◆ What to do
Only lines that contain the word "have" are to be returned from the data below.

◆ Data
PR #78, opened 2020-07-30
Verify tokens on back end and save plans to Datastore

### LINKED ISSUE #77: Send id tokens to servlet to save plans in Datastore

ramyabuva:
I created a new SavePlanServlet.java to allow users to save their schedules into Datastore. To save, planner.js sends a POST request that verifies that the user authentication token is valid, and if so, saves the desired plan into Datastore. The saved plans can then be retrieved with a GET request, that also verifies the authentication token and returns the proper entities from Datastore.

I also moved getBody(), a function that gets the body of a POST request, into BaseServlet, so it can be used for all servlets.

closes #77

### DIFF
--- a/src/main/java/com/google/collegeplanner/data/Plan.java
+++ b/src/main/java/com/google/collegeplanner/data/Plan.java
@@ -14,16 +14,16 @@
 
 package com.google.collegeplanner.data;
 
+import org.json.simple.JSONObject;
+
 public class Plan {
   private final long id;
-  private final String plan;
+  private final JSONObject plan;
   private final String planName;
-  private final String timestamp;
 
-  public Plan(long id, String plan, String planName, String timestamp) {
+  public Plan(long id, JSONObject plan, String planName) {
     this.id = id;
     this.plan = plan;
     this.planName = planName;
-    this.timestamp = timestamp;
   }
 }
--- a/src/main/java/com/google/collegeplanner/data/Plan.java
+++ b/src/main/java/com/google/collegeplanner/data/Plan.java
@@ -16,6 +16,7 @@ package com.google.collegeplanner.data;
 
 import org.json.simple.JSONObject;
 
+/** This class represents a multi-semester plan. */
 public class Plan {
   private final long id;
   private final JSONObject plan;
--- a/src/main/java/com/google/collegeplanner/data/Plan.java
+++ b/src/main/java/com/google/collegeplanner/data/Plan.java
@@ -18,10 +18,12 @@ import org.json.simple.JSONObject;
 
 /** This class represents a multi-semester plan. */
 public class Plan {
-  private final long id; // The id of the Plan in Datastore.
-  private final JSONObject
-      plan; // The JSONObject that contains the plan details (courses and credits).
-  private final String planName; // The name the user specified for the plan
+  // The id of the Plan in Datastore.
+  private final long id;
+  // The JSONObject that contains the plan details (courses and credits).
+  private final JSONObject plan;
+  // The name the user specified for the plan
+  private final String planName;
 
   public Plan(long id, JSONObject plan, String planName) {
     this.id = id;
--- a/src/main/java/com/google/collegeplanner/data/Plan.java
+++ b/src/main/java/com/google/collegeplanner/data/Plan.java
@@ -18,9 +18,10 @@ import org.json.simple.JSONObject;
 
 /** This class represents a multi-semester plan. */
 public class Plan {
-  private final long id;
-  private final JSONObject plan;
-  private final String planName;
+  private final long id; // The id of the Plan in Datastore.
+  private final JSONObject
+      plan; // The JSONObject that contains the plan details (courses and credits).
+  private final String planName; // The name the user specified for the plan
 
   public Plan(long id, JSONObject plan, String planName) {
     this.id = id;
--- a/src/main/java/com/google/collegeplanner/data/Plan.java
+++ b/src/main/java/com/google/collegeplanner/data/Plan.java
@@ -1,0 +1,29 @@
+// Copyright 2020 Google LLC
+//
+// Licensed under the Apache License, Version 2.0 (the "License");
+// you may not use this file except in compliance with the License.
+// You may obtain a copy of the License at
+//
+//     https://www.apache.org/licenses/LICENSE-2.0
+//
+// Unless required by applicable law or agreed to in writing, software
+// distributed under the License is distributed on an "AS IS" BASIS,
+// WITHOUT WARRANTIES OR CONDITIONS OF ANY KIND, either express or implied.
+// See the License for the specific language governing permissions and
+// limitations under the License.package com.google.collegeplanner.data;
+
+package com.google.collegeplanner.data;
+
+public class Plan {
+  private final long id;
+  private final String plan;
+  private final String planName;
+  private final String timestamp;
+
+  public Plan(long id, String plan, String planName, String timestamp) {
+    this.id = id;
+    this.plan = plan;
+    this.planName = planName;
+    this.timestamp = timestamp;
+  }
+}
--- a/src/main/java/com/google/collegeplanner/servlets/BaseServlet.java
+++ b/src/main/java/com/google/collegeplanner/servlets/BaseServlet.java
@@ -90,7 +90,7 @@ public abstract class BaseServlet extends HttpServlet {
   /**
    * Gets the JSON Representation of the body of the POST request
    */
-  public JSONObject getBody(HttpServletRequest request)
+  public JSONObject getPostRequestBody(HttpServletRequest request)
       throws IOException, ParseException, NullPointerException {
     String strBody =
         request.getReader().lines().collect(Collectors.joining(System.lineSeparator()));
--- a/src/main/java/com/google/collegeplanner/servlets/BaseServlet.java
+++ b/src/main/java/com/google/collegeplanner/servlets/BaseServlet.java
@@ -16,9 +16,13 @@ package com.google.collegeplanner.servlets;
 
 import com.google.gson.Gson;
 import java.io.IOException;
+import java.util.stream.Collectors;
 import javax.servlet.http.HttpServlet;
+import javax.servlet.http.HttpServletRequest;
 import javax.servlet.http.HttpServletResponse;
 import org.json.simple.JSONObject;
+import org.json.simple.parser.JSONParser;
+import org.json.simple.parser.ParseException;
 
 /** Provides an interface for shared logic between the servlets. */
 public abstract class BaseServlet extends HttpServlet {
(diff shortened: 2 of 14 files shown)


src/main/java/com/google/collegeplanner/data/Plan.java
```diff
@@ -0,0 +1,29 @@
...
+// distributed under the License is distributed on an "AS IS" BASIS,
+// WITHOUT WARRANTIES OR CONDITIONS OF ANY KIND, either express or implied.
+// See the License for the specific language governing permissions and
+// limitations under the License.package com.google.collegeplanner.data;
+
+package com.google.collegeplanner.data;
+
+import org.json.simple.JSONObject;
+
+public class Plan {
```
wli, line 20: add some documentation. What is a "Plan"?

src/main/java/com/google/collegeplanner/servlets/SavePlanServlet.java
```diff
@@ -0,0 +1,161 @@
...
+@WebServlet("/api/planner/save")
+public class SavePlanServlet extends BaseServlet {
+  GoogleIdTokenVerifier verifier;
+  DatastoreService datastore;
+
+  public SavePlanServlet() {
+    this(DatastoreServiceFactory.getDatastoreService(),
+        new GoogleIdTokenVerifier.Builder(UrlFetchTransport.getDefaultInstance(), new GsonFactory())
+            .setAudience(Collections.singletonList(
+                "267429534228-vvsi2uldmpji3rgs1qd3a41rceciaaaq.apps.googleusercontent.com"))
```
wli: this should be a `final` constant, ideally with some documentation so it's clear what this is and where you got it from.

src/main/java/com/google/collegeplanner/servlets/SavePlanServlet.java
```diff
@@ -0,0 +1,161 @@
...
+    GoogleIdToken idToken;
+    try {
+      idToken = verifier.verify(request.getParameter("idToken"));
+    } catch (GeneralSecurityException e) {
+      respondWithError(HttpServletResponse.SC_INTERNAL_SERVER_ERROR, response);
+      return;
+    }
+
+    if (idToken == null) {
+      respondWithError("Invalid user.", HttpServletResponse.SC_BAD_REQUEST, response);
```
wli: I think this should be a 401 error - what do you think?

src/main/java/com/google/collegeplanner/servlets/SavePlanServlet.java
```diff
@@ -0,0 +1,161 @@
...
+      return;
+    }
+
+    Payload payload = idToken.getPayload();
+    Query query =
+        new Query("Plan")
+            .setFilter(new FilterPredicate("user", FilterOperator.EQUAL, payload.getEmail()))
```
wli: does this need a composite index on `user, timestamp`? I'm not sure.

wli: If you're using emails as a filtering mechanism, do emails need to be normalized (lowercase, etc)?

src/main/java/com/google/collegeplanner/servlets/SavePlanServlet.java
```diff
@@ -0,0 +1,161 @@
...
+            .addSort("timestamp", SortDirection.DESCENDING);
+    List<Entity> results = datastore.prepare(query).asList(FetchOptions.Builder.withDefaults());
+
+    ArrayList<Plan> plans = new ArrayList<>();
```
wli, line 120: the `doGet` function is a bit long. Can be break this out into a `getPlans()` helper function that does some of the parsing you have in this scetion?

src/main/java/com/google/collegeplanner/servlets/SavePlanServlet.java
```diff
@@ -0,0 +1,161 @@
...
+    JSONParser parser = new JSONParser();
+    for (Entity entity : results) {
+      try {
+        long id = entity.getKey().getId();
+        JSONObject plan = (JSONObject) parser.parse((String) entity.getProperty("plan"));
+        String planName = (String) entity.getProperty("planName");
+        plans.add(new Plan(id, plan, planName));
+      } catch (ParseException e) {
+        respondWithError(
+            "Returned plans are invalid.", HttpServletResponse.SC_BAD_REQUEST, response);
```
wli: this is more of a 500 internal server error. Bad request typically implies that the client could change parameters/conditions to resolve the issue, but this is a backend data problem.

src/main/java/com/google/collegeplanner/servlets/SavePlanServlet.java
```diff
@@ -0,0 +1,161 @@
...
+   * @param plan The plan that was saved.
+   * @param planName the name the user tried to save their plan with.
+   */
+  private void addToDatastore(String email, String plan, String planName) {
+    long timestamp = System.currentTimeMillis();
+    Entity planEntity = new Entity("Plan");
+    planEntity.setProperty("plan", plan);
+    planEntity.setProperty("planName", planName);
+    planEntity.setProperty("timestamp", timestamp);
+    planEntity.setProperty("user", email);
```
wli: same here - does email need to be normalized since you're using it as a lookup mechanism?

src/main/java/com/google/collegeplanner/servlets/SavePlanServlet.java
```diff
@@ -0,0 +1,161 @@
...
+    }
+
+    Payload payload = idToken.getPayload();
+    addToDatastore(payload.getEmail(), plan, planName);
+  }
+
+  /**
+   * Writes the saved plan to datastore.
+   * @param email The email associated with the plan.
+   * @param plan The plan that was saved.
```
wli: It would be good to call out what type/data "plan" is. I'm a bit confused reading this if it's stringified json, an array, or something else (at least, without reading the frontend code).

src/main/java/com/google/collegeplanner/servlets/BaseServlet.java
```diff
@@ -82,4 +86,15 @@ public void respondWithError(String message, int status, HttpServletResponse res
     response.setContentType("application/json;");
     response.getWriter().println(new Gson().toJson(jsonObject));
   }
+
+  /**
+   * Gets the JSON Representation of the body of the POST request
+   */
+  public JSONObject getBody(HttpServletRequest request)
```
triplehair: Might be better to name it getPostRequestBody to indicate that it is only for POST request

src/main/webapp/js/pages/planner.js
```diff
@@ -74,9 +74,27 @@ async function getPlan() {
...
+    planName: document.getElementById('save-plan-as').value
+  };
+  try {
+    await fetch('/api/planner/save', {
+      method: 'POST',
+      body: JSON.stringify(data),
+    });
+    $('#savePlanModal').modal('hide');
+  } catch (err) {
+    return;
```
wli, line 99: no user feedback?

wli (changes requested):

src/main/java/com/google/collegeplanner/servlets/SavePlanServlet.java
ramyabuva: I don't think that its necessary for our purposes. Datastore has composite indexing, but it can get a little complex
([https://cloud.google.com/datastore/docs/concepts/indexes](https://cloud.google.com/datastore/docs/concepts/indexes)). I'm not sure I see a real benefit from implementing it for this, though.

savsa (approved):

src/main/java/com/google/collegeplanner/data/Plan.java
```diff
@@ -0,0 +1,30 @@
...
+// limitations under the License.package com.google.collegeplanner.data;
+
+package com.google.collegeplanner.data;
+
+import org.json.simple.JSONObject;
+
+/** This class represents a multi-semester plan. */
+public class Plan {
+  private final long id;
+  private final JSONObject plan;
```
wli, line 24: some documentation on the fields of "plan" would be really helpful.

src/main/java/com/google/collegeplanner/servlets/SavePlanServlet.java
wli: still missing i think? i'm not sure your code pushed successfully.

wli (changes requested):

triplehair (approved):

src/main/java/com/google/collegeplanner/servlets/SavePlanServlet.java
ramyabuva: it's in the diff when I look at it in "Files Changed"?

src/main/java/com/google/collegeplanner/data/Plan.java
```diff
@@ -0,0 +1,31 @@
...
+// limitations under the License.package com.google.collegeplanner.data;
+
+package com.google.collegeplanner.data;
+
+import org.json.simple.JSONObject;
+
+/** This class represents a multi-semester plan. */
+public class Plan {
+  private final long id; // The id of the Plan in Datastore.
+  private final JSONObject
```
wli: small nit, but you should reformat this as:

```
// The JSONObject that contains the plan details (courses and credits).
private final JSONObject plan;
```

It's much better to have a line break between the comment and the declaration, instead of breaking up the declaration line.

src/main/java/com/google/collegeplanner/data/Plan.java
```diff
@@ -0,0 +1,31 @@
...
+      plan; // The JSONObject that contains the plan details (courses and credits).
+  private final String planName; // The name the user specified for the plan
```
wli: style guide is two spaces after the end of a line before a comment:

```
private final String planName;  // The name the user specified for the plan
```

Note that you can optionally also move the comment to the previous line as mentioned in my comment above.

src/main/java/com/google/collegeplanner/servlets/SavePlanServlet.java
```diff
@@ -0,0 +1,183 @@
...
+      return;
+    }
+
+    if (idToken == null) {
+      respondWithError("Invalid user.", HttpServletResponse.SC_UNAUTHORIZED, response);
+      return;
+    }
+    ArrayList<Plan> plans = getPlans(idToken, response);
+    if (plans == null) {
+      return; // Error has already been written.
```
wli: Instead of hoping that the error has already been written, I would recommend writing the error here, or throwing an error in getPlans instead. It makes it easier to enforce that the proper responses are being written to the client if it generally all happens in one place.

also, need two spaces before comment

src/test/java/com/google/collegeplanner/SavePlanTest.java
```diff
@@ -0,0 +1,202 @@
...
+import org.junit.Before;
+import org.junit.Test;
+import org.junit.runner.RunWith;
+import org.junit.runners.JUnit4;
+import org.skyscreamer.jsonassert.JSONAssert;
+import org.skyscreamer.jsonassert.JSONCompareMode;
+
+/** Test SavePlanServlet */
+@RunWith(JUnit4.class)
+public final class SavePlanTest {
```
wli: SavePlanServletTest

wli (changes requested):

wli (approved):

◆ Expected output
wli, line 120: the `doGet` function is a bit long. Can be break this out into a `getPlans()` helper function that does some of the parsing you have in this scetion?
It's much better to have a line break between the comment and the declaration, instead of breaking up the declaration line.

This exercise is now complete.